Households expect prices to continue rising this year according to the latest House Price Sentiment Index (HPSI) from Knight Frank and Markit Economics. Any reading above 50 on this index, which is a bellwether for house prices, suggests prices are rising, or are set to rise. The future index has now been above 50 for 35 consecutive months.
However, Gilmore also said that the outlook for 2016 must take into account the policy changes and political decisions which will be made this year, not least another change to the stamp duty regime in April, the Mayoral Elections in London in May and a possible decision on whether the UK should stay in the European Union.
‘As seen following the stamp duty changes in December 2014, and last year’s General Election, the market can adjust to political and policy changes, but periods of uncertainty can take their own toll on market activity,’ she added.
While prime central London property prices edged up by 0.1% in January, taking the annual increase to 1.2%, a breakdown of the data shows that the market remains localised with growth ranging from 7.7% in Islington to a fall of 6.4% in Knightsbridge.
‘Sales volumes also picked up towards the end of 2015, reflecting vendors responding to the recent trends in the market around pricing, especially in light of the stamp duty changes brought into force in late 2014,’ said Gilmore.
‘Viewing levels also increased in January, although the price sensitive nature of the market is also shown in a slightly higher fall-through in sales volumes, with a 7% increase in the number of properties withdrawn from sale in 2015 compared to 2014,’ she added.
The figures also show that in the country market, prices rose by 3.1% in 2015, but several key urban markets outperformed this growth, with 10.6% growth in prime markets in Cheltenham, 6.6% in Bristol and 4.5% in Bath during the year.
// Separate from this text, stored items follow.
PR #718, opened 2020-03-18
Use virtio-blk instead of disk for injecting ignition config for s390x and ppc64

Prashanth684:
The method of mimicking what Openstack does for injecting ignition config works for
images which have the provider as Openstack because ignition recognizes the platform
and knows it has to get the ignition config from the config drive. For QEMU images, ignition
supports getting the config from the firmware config device which is not supported by ppc64
and s390x.

The workaround we have used thus far is to use the Openstack image on the QEMU platform but have this provider create the iso containing the ignition config. There was a discussion in ignition
(https://github.com/coreos/ignition/issues/928) to have a more QEMU based method of injecting ignition config and it was decided to use a virtio-blk device with a serial of `ignition` which ignition can recognize. This was mainly because with external devices, it is hard to tell if there is an issue with the device or if the kernel has not detected it yet if it has a long discovery phase.

This PR reverts the ISO method used by Openstack and just creates a virtio-blk device through the QEMU command line options.

Reference PR which supports ignition fetching through virtio-blk for QEMU: https://github.com/coreos/ignition/pull/936


libvirt/domain.go
```diff
@@ -270,17 +258,28 @@ func setCoreOSIgnition(d *schema.ResourceData, domainDef *libvirtxml.Domain, vir
...
-			if err != nil {
-				return err
+			// System Z and PowerPC do not support the Firmware Configuration
+			// device. After a discussion about the best way to support a similar
+			// method for qemu in https://github.com/coreos/ignition/issues/928,
+			// decided on creating a virtio-blk device with a serial of ignition
+			// which contains the ignition config and have ignition support for
+			// reading from the device which landed in https://github.com/coreos/ignition/pull/936
+			domainDef.QEMUCommandline = &libvirtxml.DomainQEMUCommandline{
+				Args: []libvirtxml.DomainQEMUCommandlineArg{
```
jlebon: Hmm, not familiar with these golang libvirt bindings, though it looks like we can use [DomainDisk](https://godoc.org/github.com/libvirt/libvirt-go-xml#DomainDisk) and set the Serial member there.

Prashanth684: done.

MalloZup:
@crawford  I will wait one/2 days if you wanna review otherwise will merge thx

MalloZup:
thx. it will come to next release

PR #722, opened 2020-03-24
Fix: block device test fails searching for loop dev

pablochacin:
Test TestAccLibvirtDomain_BlockDevice fails searching for available loop device because the command /sbin/losetup --find is not executed as root.


MalloZup:
thx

Prime prices in Oxford rose by 1.3%, but this followed around 6% growth in 2014.
‘Key to the outperformance in these towns has been good transport links, especially to London, good schools and amenities. In Oxford, around one in 10 buyers are relocating from London or the wider South East,’ Gilmore said.
She added that there could be a further flurry of activity in the coming months as buyers purchasing additional properties seek to beat the 01 April deadline at which point extra stamp duty will be levied on these transactions.